> Given data:

PR #2745, opened 2026-05-29
docs: add tab wrapping where missing

### LINKED ISSUE #2481: Docs consistency? Wrap `contingency-tables.html` examples, or unwrap others?
Generally we've been wrapping the code examples, but there are some exceptions.
- At this point I've used to seeing them everywhere... but they aren't really essential.
- Or, maybe they should be stripped in most places, if we don't need them?

mccalluc:
- Fix #2481

Not essential, but
- Doing it consistently avoids having to sort out whether to add at a particular point.
- Consistent style in the documentation also looks better to readers
- A negative reason, but it highlights what's missing, and invites us to fill in the other tabs (if we had infinite time.)


eddiestudies (approved):
lgtm

Issue #2746, opened 2026-06-01
d_in/out -> b_in/out


mccalluc:
Pulling this out to a separate issue

> @SalilVadhan While we're talking about terminology, I've seen confusion about `d_in` and `d_out` because they overload the `d_M(x, x')` distance function. How would you feel about renaming them? Either:
> 
> *  `p_in` and `p_out`, where `p` is the parameter-- like privacy loss parameter. This is what HoDP is currently using.
> 
> *  `b_in` and `b_out`, where `b` is the bound

> ...
> Your reasoning has convinced me b is better than p. About longer names, a one-variable name is nice for latex formatting, and it comes up a lot so it would be more convenient to keep it short.

 _Originally posted by @Shoeboxam in [#947](https://github.com/opendp/opendp/issues/947#issuecomment-1979629180)_

SalilVadhan:
Let's discuss this when working on the revision of the relevant parts of the Programming Framework paper.

Shoeboxam:
I did a friendly edit of the issue to b_in/out. b is less overloaded (compared to p, a probability) and has a nice interpretation as "bound." It's also what we went with in HoDP, FWIW.

PR #2715, opened 2026-04-29
refactor: rename privacy measures

Shoeboxam:
* MaxDivergence -> PureDP
* Approximate<MaxDivergence> -> ApproxDP
* SmoothedMaxDivergence -> ProfileDP
* RenyiDivergence -> RenyiDP
* ZeroConcentratedDivergence -> zCDP
* FDP -> FDP (unchanged)

PR #2747, opened 2026-06-01
output_measure to privacy_measure

### LINKED ISSUE #947: rename `output_measure` to `privacy_measure`
There's never a distinction between input vs output measure, so "output" is unnecessary. But there is a distinction between a measure (general mathematics) and a privacy measure (DP).

mccalluc:
- Fix #947 (but split #2746 to new issue)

> Exercise instructions: Go through the listing and copy each line exactly.

> Answer for the task:
PR #2745, opened 2026-05-29
docs: add tab wrapping where missing

### LINKED ISSUE #2481: Docs consistency? Wrap `contingency-tables.html` examples, or unwrap others?
Generally we've been wrapping the code examples, but there are some exceptions.
- At this point I've used to seeing them everywhere... but they aren't really essential.
- Or, maybe they should be stripped in most places, if we don't need them?

mccalluc:
- Fix #2481

Not essential, but
- Doing it consistently avoids having to sort out whether to add at a particular point.
- Consistent style in the documentation also looks better to readers
- A negative reason, but it highlights what's missing, and invites us to fill in the other tabs (if we had infinite time.)


eddiestudies (approved):
lgtm

Issue #2746, opened 2026-06-01
d_in/out -> b_in/out


mccalluc:
Pulling this out to a separate issue

> @SalilVadhan While we're talking about terminology, I've seen confusion about `d_in` and `d_out` because they overload the `d_M(x, x')` distance function. How would you feel about renaming them? Either:
> 
> *  `p_in` and `p_out`, where `p` is the parameter-- like privacy loss parameter. This is what HoDP is currently using.
> 
> *  `b_in` and `b_out`, where `b` is the bound

> ...
> Your reasoning has convinced me b is better than p. About longer names, a one-variable name is nice for latex formatting, and it comes up a lot so it would be more convenient to keep it short.

 _Originally posted by @Shoeboxam in [#947](https://github.com/opendp/opendp/issues/947#issuecomment-1979629180)_

SalilVadhan:
Let's discuss this when working on the revision of the relevant parts of the Programming Framework paper.

Shoeboxam:
I did a friendly edit of the issue to b_in/out. b is less overloaded (compared to p, a probability) and has a nice interpretation as "bound." It's also what we went with in HoDP, FWIW.

PR #2715, opened 2026-04-29
refactor: rename privacy measures

Shoeboxam:
* MaxDivergence -> PureDP
* Approximate<MaxDivergence> -> ApproxDP
* SmoothedMaxDivergence -> ProfileDP
* RenyiDivergence -> RenyiDP
* ZeroConcentratedDivergence -> zCDP
* FDP -> FDP (unchanged)

PR #2747, opened 2026-06-01
output_measure to privacy_measure

### LINKED ISSUE #947: rename `output_measure` to `privacy_measure`
There's never a distinction between input vs output measure, so "output" is unnecessary. But there is a distinction between a measure (general mathematics) and a privacy measure (DP).

mccalluc:
- Fix #947 (but split #2746 to new issue)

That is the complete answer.